= TO DO =
The lines from the one with "1. Gather data" through the last line below are to be copied exactly; no other lines are to be returned.

(Stored items)
==========

PR #129, opened 2019-10-18
Switch inspect to use unstructured when reading .status.relatedObjects

soltysh:
With this PR we should be able to:
1. Gather data from `.status.relatedObject` if passed object has it.
2. Use `-A` for `--all-namespaces`
3. Specify multiple resources, like so: `oc adm inspect deploy/downloads deploy/console -n openshift-console `.

Additionally, this switches code to use `klog` and cleans unnecessary flags that should not have been exposed before.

==========

= OUTPUT =
1. Gather data from `.status.relatedObject` if passed object has it.
2. Use `-A` for `--all-namespaces`
3. Specify multiple resources, like so: `oc adm inspect deploy/downloads deploy/console -n openshift-console `.

Additionally, this switches code to use `klog` and cleans unnecessary flags that should not have been exposed before.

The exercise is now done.